Issue #896, opened 2023-01-28
Distortion in PLC using FPP of 1024


cchafe:
The symptom is robotic-sounding audio distortion. Bug discovered related to #846
The problem is in bufstrategy 3 when FPP = 1024.

mHist in Regulator.cpp gets set to 3 and that's causing the problem)
setting it to 1 fixes things
(more research needed before I create a PR)

A pipewire host can experience the problem because of the default FPP of 1024. The bug is not related to the choice of audio backend but rarely do hosts run FPP of 1024 these days, so this surfaced because of pipewire.

In debugging this it was noted that signalReceivedNetworkPacket is misleadingly named. It's actually emitted by the audio callback mechanism and would be better called signalTriggerPullPacket.

cchafe:
The current theory is 
set mHist to 2
disable auto
use -q 100 
...............................
On the server I'm seeing the DSP process take about 55ms -- at 1024 a packet is 21ms
it seems we can get away with mCoeffs.resize(trainSamps/4 -2
and that fixes the bug

cchafe:
recommending 
    mCoeffs.resize(trainSamps/8 - 2, 0.0);
and will create a bugfix PR

cchafe:
there's another piece to this
the receiver needs to have greater tolerance when the transmitter is 1024
default -q auto3 is too tight, but -q auto40 works

ntonnaett:
Is this fixed with #906 ?

cchafe:
Yes, but related work is underway to generalize this. I'll "unbug" it for appearance's sake.

cchafe:
I'll be adding to the record here as I get further (with setting pipewire FPP from inside JackTrip via rtaudio)

ntonnaett:
I did some preparatory work / refactoring of the AudioInterface classes to make it easier adding more backends like Pipewire. The Pipewire API is complicated. I need some time to wrap my head around it, especially the threading part.

cchafe:
I have a working "hacktrip" client which is entirely rtaudio/ALSA and sets FPP for pipewire. Code is in https://github.com/cchafe/hacktrip/tree/dev : Hapitrip class, largely undocumented, will try to do that and get it into JackTrip next. BTW, works with either rtaudio 5.2.0 from doc site or from latest github 6beta1 (distinguished by an ifdef in my code)

ntonnaett:
Does this also work with RtAudio/JACK?

cchafe:
[...]

PR #906, opened 2023-02-04
Bugfix/plcBigFPP

cchafe:
fixes issue #896 related to bufstrategy 3 and FPP 1024

the problem was encountered with a linux pipewire laptop client which was running the default 1024
it could not peer with a bufstrategy 3 server without major distortion 

there are two parts to this PR 
it reduces local DSP load for long predictions (by cheating and running with fewer coefficients) 
and it increases receiver mMsecTolerance when a peer is transmitting to it at 1024

1) in the DSP code, ChanData constructor shrinkCoeffsFactor will be 8 if local FPP is 1024

2) in the auto adjust code, calcAuto takes into account mPeerFPPdurMsec
(there was an old comment in the method suggesting this would need to be implemented some day)

This is a deep change and so far runs fine, stress tested with 50% packet loss outgoing from a client

wifi client (running on a linux pipewire machine with default FPP 1024)
`jacktrip  -C <server> --bufstrategy 3 -q auto3 --udprt`

server (mimics a typical VS configuration with FPP 128)
` jacktrip -S -t -z --bindport 4464 --nojackportsconnect --broadcast 97 --bufstrategy 3 -q auto3 -p1 --udprt`

(this is specific to 1024, and could possibly benefit 512, though that's not been looked at)

### DIFF
--- a/src/Regulator.cpp
+++ b/src/Regulator.cpp
@@ -664,6 +664,9 @@ void BurgAlgorithm::predict(std::vector<long double>& coeffs, std::vector<float>
 //*******************************************************************************
 ChanData::ChanData(int i, int FPP, int hist) : ch(i)
 {
+    int shrinkCoeffsFactor = 1;
+    if (FPP == 1024)
+        shrinkCoeffsFactor = 8;
     trainSamps = (hist * FPP);
     mTruth.resize(FPP, 0.0);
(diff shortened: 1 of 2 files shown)


mikedickey (approved):

mikedickey:
Fixed #https://github.com/jacktrip/jacktrip/pull/906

> _PROBLEM DESCRIPTION_
An unaltered transcription of all the data above is needed.

> _RESPONSE TO THIS TASK_
Issue #896, opened 2023-01-28
Distortion in PLC using FPP of 1024


cchafe:
The symptom is robotic-sounding audio distortion. Bug discovered related to #846
The problem is in bufstrategy 3 when FPP = 1024.

mHist in Regulator.cpp gets set to 3 and that's causing the problem)
setting it to 1 fixes things
(more research needed before I create a PR)

A pipewire host can experience the problem because of the default FPP of 1024. The bug is not related to the choice of audio backend but rarely do hosts run FPP of 1024 these days, so this surfaced because of pipewire.

In debugging this it was noted that signalReceivedNetworkPacket is misleadingly named. It's actually emitted by the audio callback mechanism and would be better called signalTriggerPullPacket.

cchafe:
The current theory is 
set mHist to 2
disable auto
use -q 100 
...............................
On the server I'm seeing the DSP process take about 55ms -- at 1024 a packet is 21ms
it seems we can get away with mCoeffs.resize(trainSamps/4 -2
and that fixes the bug

cchafe:
recommending 
    mCoeffs.resize(trainSamps/8 - 2, 0.0);
and will create a bugfix PR

cchafe:
there's another piece to this
the receiver needs to have greater tolerance when the transmitter is 1024
default -q auto3 is too tight, but -q auto40 works

ntonnaett:
Is this fixed with #906 ?

cchafe:
Yes, but related work is underway to generalize this. I'll "unbug" it for appearance's sake.

cchafe:
I'll be adding to the record here as I get further (with setting pipewire FPP from inside JackTrip via rtaudio)

ntonnaett:
I did some preparatory work / refactoring of the AudioInterface classes to make it easier adding more backends like Pipewire. The Pipewire API is complicated. I need some time to wrap my head around it, especially the threading part.

cchafe:
I have a working "hacktrip" client which is entirely rtaudio/ALSA and sets FPP for pipewire. Code is in https://github.com/cchafe/hacktrip/tree/dev : Hapitrip class, largely undocumented, will try to do that and get it into JackTrip next. BTW, works with either rtaudio 5.2.0 from doc site or from latest github 6beta1 (distinguished by an ifdef in my code)

ntonnaett:
Does this also work with RtAudio/JACK?

cchafe:
[...]

PR #906, opened 2023-02-04
Bugfix/plcBigFPP

cchafe:
fixes issue #896 related to bufstrategy 3 and FPP 1024

the problem was encountered with a linux pipewire laptop client which was running the default 1024
it could not peer with a bufstrategy 3 server without major distortion 

there are two parts to this PR 
it reduces local DSP load for long predictions (by cheating and running with fewer coefficients) 
and it increases receiver mMsecTolerance when a peer is transmitting to it at 1024

1) in the DSP code, ChanData constructor shrinkCoeffsFactor will be 8 if local FPP is 1024

2) in the auto adjust code, calcAuto takes into account mPeerFPPdurMsec
(there was an old comment in the method suggesting this would need to be implemented some day)

This is a deep change and so far runs fine, stress tested with 50% packet loss outgoing from a client

wifi client (running on a linux pipewire machine with default FPP 1024)
`jacktrip  -C <server> --bufstrategy 3 -q auto3 --udprt`

server (mimics a typical VS configuration with FPP 128)
` jacktrip -S -t -z --bindport 4464 --nojackportsconnect --broadcast 97 --bufstrategy 3 -q auto3 -p1 --udprt`

(this is specific to 1024, and could possibly benefit 512, though that's not been looked at)

### DIFF
--- a/src/Regulator.cpp
+++ b/src/Regulator.cpp
@@ -664,6 +664,9 @@ void BurgAlgorithm::predict(std::vector<long double>& coeffs, std::vector<float>
 //*******************************************************************************
 ChanData::ChanData(int i, int FPP, int hist) : ch(i)
 {
+    int shrinkCoeffsFactor = 1;
+    if (FPP == 1024)
+        shrinkCoeffsFactor = 8;
     trainSamps = (hist * FPP);
     mTruth.resize(FPP, 0.0);
(diff shortened: 1 of 2 files shown)


mikedickey (approved):

mikedickey:
Fixed #https://github.com/jacktrip/jacktrip/pull/906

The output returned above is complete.